Señor Director:

El 27 de diciembre de 2023, entre Navidad y Año Nuevo, Codelco y SQM anunciaron un acuerdo directo para explotar el litio del Salar de Atacama -pertenencias mineras de Corfo- hasta el año 2060, sin licitación pública alguna. La Contraloría tomó razón del contrato recién el 19 de diciembre de 2025.

El economista Jorge Quiroz -hoy ministro de Hacienda- estimó en su momento, mediante un estudio de 75 páginas encargado por el Grupo Errázuriz, que el Estado chileno dejó sobre la mesa aproximadamente USD $5.200 millones por no haber llamado a licitación. El presidente de Codelco, Máximo Pacheco, lo llamó “cálculo de una servilleta”. Quiroz respondió que “lo raro es no licitar”.

Hoy en su rol de ministro, Quiroz enfrenta una caja fiscal exigua, un MEPCO sin reservas que obligó a decretar el histórico “bencinazo” del 26 de marzo -aumentos de $370 por litro en gasolina y $580 en diésel- y una popularidad presidencial que cayó 14 puntos en tres semanas. El propio Quiroz ha reconocido que mantener el MEPCO en su formato original costaba cerca de USD $200 millones semanales, lo que equivale a entre USD $500 millones y USD $1.000 millones mensuales. En otras palabras: los USD $5.000 que el Estado dejó sobre la mesa por no licitar el litio habrían bastado para financiar medio año de subsidio al combustible, evitando el golpe al bolsillo de los chilenos y el colapso de popularidad que trajo consigo.
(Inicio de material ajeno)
Issue #330, opened 2023-09-26
When multiple users add reaction on Teams on any post, the reactions causes a weird behaviour on MM


AayushChaudhary0001:
If multiple users add reaction on any single post on Teams, then on MM the latest reaction added by the recent user is shown, and all of the other reaction by other users disappear.
**Steps to Reproduce:-**
1. Add a reaction on a post on Teams
2. Try to add multiple reactions through the same user on Teams on the same post.
3. Add a different reaction from any other user's account on the same post on Teams.

The latest reaction added by the second user is displayed on MM, but the reaction added by the previous user disappears.
(This issue is random and may not get reproduced every time)

In the pictures below, the reaction added on Teams were from different accounts, but the latest added reaction is synced and the rest got disappear.

![image](https://github.com/mattermost/mattermost-plugin-msteams-sync/assets/116162036/0b825cdd-748f-48a6-b602-cc077e29f40b)

![image](https://github.com/mattermost/mattermost-plugin-msteams-sync/assets/116162036/99277022-69eb-4c5c-91cf-0b3e5a1c4ec9)

Issue #327, opened 2023-09-25
Handle race conditions at various places using mutex


ayusht2810:
Handle race conditions at various places:

- Create/update activities from Mattermost to Teams: Let's say we add a reaction on Mattermost, and in the plugin hook we make an API call to add the corresponding reaction on MS Teams. Before storing the `lastUpdateAt` time in the database, we receive an update event from MS Teams, and we check for the `lastUpdateAt` time in the database for the corresponding post which might not be updated at that moment due to which we again make changes on Mattermost. This also causes an issue of reactions not syncing from MS Teams to Mattermost.
- Creating/renewing of subscriptions
- Creating synthetic users during the user sync job or via the function `getOrCreateSyntheticUser` https://github.com/mattermost/mattermost-plugin-msteams-sync/blob/dfab068dd25eb243fc0a7cadf748d03a4c607c0f/server/handlers/getters.go#L91

[Issue 327_ Handle race conditions at various places using mutex.pdf](https://github.com/mattermost/mattermost-plugin-msteams-sync/files/12882717/Issue.327_.Handle.race.conditions.at.various.places.using.mutex.pdf)

PR #344, opened 2023-10-12
[MI-3591] Add transactions in the functions to avoid race conditions

ayusht2810:
#### Summary
Add transactions in the functions to avoid race conditions

#### Ticket Link
#327 
#330 

Duplicate of https://github.com/mattermost/mattermost-plugin-msteams-sync/pull/340


manojmalik20 (approved):
Please fix CI before merging.

server/store/store.go
```diff
@@ -403,72 +408,125 @@ func (s *SQLStore) MattermostToTeamsUserID(userID string) (string, error) {
...
+	if txErr = row.Scan(&postInfo.MattermostID, &lastUpdateAt); txErr != nil {
+		return nil, txErr
 	}
 	postInfo.MSTeamsLastUpdateAt = time.UnixMicro(lastUpdateAt)
 	return &postInfo, nil
 }
 
 func (s *SQLStore) GetPostInfoByMattermostID(postID string) (*storemodels.PostInfo, error) {
-	query := s.getQueryBuilder().Select("msTeamsPostID, msTeamsChannelID, msTeamsLastUpdateAt").From("msteamssync_posts").Where(sq.Eq{"mmPostID": postID})
+	tx, err := s.BeginTx()
```
jespino, line 446: Same here, and probably most of the cases in this file. The transaction is only needed when you operate with multiple queries, and any of those queries is a modification query.

server/store/store.go
```diff
@@ -403,72 +408,125 @@ func (s *SQLStore) MattermostToTeamsUserID(userID string) (string, error) {
...
+		return nil, txErr
 	}
+
 	postInfo.MSTeamsLastUpdateAt = time.UnixMicro(lastUpdateAt)
 	return &postInfo, nil
 }
 
-func (s *SQLStore) SetPostLastUpdateAtByMattermostID(postID string, lastUpdateAt time.Time) error {
-	query := s.getQueryBuilder().Update("msteamssync_posts").Set("msTeamsLastUpdateAt", lastUpdateAt.UnixMicro()).Where(sq.Eq{"mmPostID": postID})
+func (s *SQLStore) SetPostLastUpdateAtByMattermostID(postID string, lastUpdateAt time.Time, tx *sql.Tx) error {
```
jespino, line 480: This is more a matter of style, I would use the `tx` as the first parameter if we want to pass the `tx` to the store methods. Because my expectation is that every query has the `tx` parameter at the beginning. but that is not the case here. Anyway, I would love to hide all the transaction complexity from the rest of the application. For example, not using transactions where there are not needed, and where they are needed use something special, like a "two steps function", something like a function that starts the operation, and returns a function that finish (or rollback) the operation depending on the parameter passed (maybe something like `err == nil`).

Según el economista Manuel Cruzat Valdés, en artículos publicados en su blog outsider.cl en noviembre de 2025 y abril de 2026, aún estaríamos a tiempo de revertir ese contrato por dos vías distintas:

1. La propia Contraloría al entregar su aprobación dejó abierto un estudio de juridicidad sobre el actuar de Corfo, entidad que -a diferencia de Codelco- no goza de estatuto especial y está sujeta al principio general de licitación de la Ley 19.886.

2. El Departamento de Justicia de Estados Unidos y la SEC tienen abierta una investigación por posibles actos de corrupción sobre SQM, cuya resolución podría afectar la validez del acuerdo. El propio Cruzat ingresó solicitudes formales ante ambas instituciones en 2024.

Pero más allá de los montos involucrados, lo más valioso para Chile en plazos más largos radicaría en recuperar la señal de seriedad del país hacia el exterior y hacia los propios empresarios en Chile. Esa señal parte por algo tan elemental como licitar abierta y competitivamente el desarrollo del litio, y que la Contraloría y el Gobierno hagan lo que corresponde para corregir lo que se hizo mal. Un país que no es capaz de licitar su activo más valioso difícilmente puede pedirle a los mercados internacionales ni a sus propios privados que confíen en sus instituciones.

La pregunta sigue en pie: ¿qué espera este gobierno para revertir ese contrato y licitar la explotación del litio?